Posted in Africa, Angola, China, CIA, Cuba, Egypt, Fidel Castro, Guatemala, Iran, Libya, MI6, Obama, U.K., US Government Cover-up, USA, USSR, Yugoslavia - former FRY on April 12, 2011 by Zuo Shou / 左手

Published Apr 7, 2011
The New York Times, the Washington Post and other corporate news sources are now openly admitting that the opposition forces fighting the Libyan government are supported and coordinated by the U.S. Central Intelligence Agency and Britain’s MI6 with in-country special forces.

President Barack Obama in March signed an order dispatching CIA operatives to identify targets for bombing and to vet potential leaders within the rebel forces in the event of toppling the Libyan government.

Al Jazeera says in a recent article that both U.S. and Egyptian Special Forces are providing training to the rebel groups at a secret facility in eastern Libya.  This adds greater clarity to the insistence on the part of the Obama administration that the current leader of Libya, Moammar Gadhafi, be forced from office.  The U.S. wants a compliant regime in control of this oil-rich North African state of more than 6 million people.

Egypt’s military receives in excess of $1.5 billion a year from the U.S. for training, equipment and cooperation with Washington.

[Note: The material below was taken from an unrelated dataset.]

Issue #1359, opened 2023-03-20
IMAGE PLATE 3 for TARDIS import


saransh13:
During the loading of the image plate 3 for the TARDIS import tool, the boundaries of the image are correctly defined, but part of the image plate does not have usable intensity (the part where the intensity suddenly drops at the edges). This part of the image plate is bleeding out during the stereographic projection as well as the polar view.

An unidentified rebel fighter described being trained in military techniques by U.S. and Egyptian military forces.

“He told us that Thursday night (March 31) a new shipment of Katyusha rockets had been sent into eastern Libya from Egypt.  He didn’t say they were sourced from Egypt, but that was their route through.  He said these were state-of-the-art, heat-seeking rockets and that they need to be trained on how to use them, which was one of the things the American and Egyptian special forces were there to do.” (Al Jazeera, April 4)

The fact that the rebel forces are receiving arms and training from U.S., British and Egyptian intelligence and military units illustrates the hypocrisy of the naval blockade being imposed on Libya, under the guise of an arms embargo.  The only arms embargo is against the Libyan government, while the imperialist states and their allies in the region are free to provide air and sea support for the rebels.

While Al Jazeera has been supportive of the military and political campaign against the Libyan government, it was forced to admit on April 4 that “since the rebels appear to be receiving covert support in terms of weaponry and training, it is not surprising that they are not inclined to criticize NATO openly.”

U.S. cover story falls apart

The Obama administration claims it does not know who the so-called “rebels” are in Libya. But Khalifa Haftar, officially appointed leader of the military campaign against the Libyan government, has for many years been financed and supported by the CIA. For two decades he lived in Virginia near CIA headquarters in Langley.